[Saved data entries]
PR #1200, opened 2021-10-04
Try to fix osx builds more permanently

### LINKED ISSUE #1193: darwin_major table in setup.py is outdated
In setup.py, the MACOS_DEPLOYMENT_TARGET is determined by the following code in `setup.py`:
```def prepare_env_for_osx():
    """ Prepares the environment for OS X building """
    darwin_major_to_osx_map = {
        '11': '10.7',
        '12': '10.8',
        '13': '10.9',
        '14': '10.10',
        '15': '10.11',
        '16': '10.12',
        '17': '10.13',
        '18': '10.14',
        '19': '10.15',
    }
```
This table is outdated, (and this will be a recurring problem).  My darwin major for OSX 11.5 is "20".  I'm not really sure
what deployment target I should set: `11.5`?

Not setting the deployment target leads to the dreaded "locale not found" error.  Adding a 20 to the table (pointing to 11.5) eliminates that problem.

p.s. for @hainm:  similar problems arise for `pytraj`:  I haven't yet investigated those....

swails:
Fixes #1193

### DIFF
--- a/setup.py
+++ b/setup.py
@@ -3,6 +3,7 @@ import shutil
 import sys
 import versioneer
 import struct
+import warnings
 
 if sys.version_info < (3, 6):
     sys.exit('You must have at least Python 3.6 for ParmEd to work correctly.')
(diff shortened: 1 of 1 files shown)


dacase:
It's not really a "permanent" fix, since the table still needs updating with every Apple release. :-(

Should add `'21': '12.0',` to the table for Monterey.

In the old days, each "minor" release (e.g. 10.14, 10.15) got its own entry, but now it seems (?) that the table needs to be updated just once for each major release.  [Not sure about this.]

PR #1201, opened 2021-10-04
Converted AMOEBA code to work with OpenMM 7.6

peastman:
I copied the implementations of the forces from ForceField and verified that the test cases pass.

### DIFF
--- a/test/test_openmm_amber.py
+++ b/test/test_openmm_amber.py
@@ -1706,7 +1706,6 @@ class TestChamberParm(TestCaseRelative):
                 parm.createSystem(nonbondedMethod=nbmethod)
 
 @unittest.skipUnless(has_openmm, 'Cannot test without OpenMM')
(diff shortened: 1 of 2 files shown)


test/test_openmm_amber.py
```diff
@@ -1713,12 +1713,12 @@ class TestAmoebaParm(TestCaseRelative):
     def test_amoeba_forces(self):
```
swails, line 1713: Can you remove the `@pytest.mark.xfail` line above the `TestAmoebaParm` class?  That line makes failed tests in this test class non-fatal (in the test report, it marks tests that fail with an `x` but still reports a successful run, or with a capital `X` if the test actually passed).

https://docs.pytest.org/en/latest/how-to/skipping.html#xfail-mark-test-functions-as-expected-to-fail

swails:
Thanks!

== Your instructions ==
Return what is listed above, exactly and completely.

== Task result ==
PR #1200, opened 2021-10-04
Try to fix osx builds more permanently

### LINKED ISSUE #1193: darwin_major table in setup.py is outdated
In setup.py, the MACOS_DEPLOYMENT_TARGET is determined by the following code in `setup.py`:
```def prepare_env_for_osx():
    """ Prepares the environment for OS X building """
    darwin_major_to_osx_map = {
        '11': '10.7',
        '12': '10.8',
        '13': '10.9',
        '14': '10.10',
        '15': '10.11',
        '16': '10.12',
        '17': '10.13',
        '18': '10.14',
        '19': '10.15',
    }
```
This table is outdated, (and this will be a recurring problem).  My darwin major for OSX 11.5 is "20".  I'm not really sure
what deployment target I should set: `11.5`?

Not setting the deployment target leads to the dreaded "locale not found" error.  Adding a 20 to the table (pointing to 11.5) eliminates that problem.

p.s. for @hainm:  similar problems arise for `pytraj`:  I haven't yet investigated those....

swails:
Fixes #1193

### DIFF
--- a/setup.py
+++ b/setup.py
@@ -3,6 +3,7 @@ import shutil
 import sys
 import versioneer
 import struct
+import warnings
 
 if sys.version_info < (3, 6):
     sys.exit('You must have at least Python 3.6 for ParmEd to work correctly.')
(diff shortened: 1 of 1 files shown)


dacase:
It's not really a "permanent" fix, since the table still needs updating with every Apple release. :-(

Should add `'21': '12.0',` to the table for Monterey.

In the old days, each "minor" release (e.g. 10.14, 10.15) got its own entry, but now it seems (?) that the table needs to be updated just once for each major release.  [Not sure about this.]

PR #1201, opened 2021-10-04
Converted AMOEBA code to work with OpenMM 7.6

peastman:
I copied the implementations of the forces from ForceField and verified that the test cases pass.

### DIFF
--- a/test/test_openmm_amber.py
+++ b/test/test_openmm_amber.py
@@ -1706,7 +1706,6 @@ class TestChamberParm(TestCaseRelative):
                 parm.createSystem(nonbondedMethod=nbmethod)
 
 @unittest.skipUnless(has_openmm, 'Cannot test without OpenMM')
(diff shortened: 1 of 2 files shown)


test/test_openmm_amber.py
```diff
@@ -1713,12 +1713,12 @@ class TestAmoebaParm(TestCaseRelative):
     def test_amoeba_forces(self):
```
swails, line 1713: Can you remove the `@pytest.mark.xfail` line above the `TestAmoebaParm` class?  That line makes failed tests in this test class non-fatal (in the test report, it marks tests that fail with an `x` but still reports a successful run, or with a capital `X` if the test actually passed).

https://docs.pytest.org/en/latest/how-to/skipping.html#xfail-mark-test-functions-as-expected-to-fail

swails:
Thanks!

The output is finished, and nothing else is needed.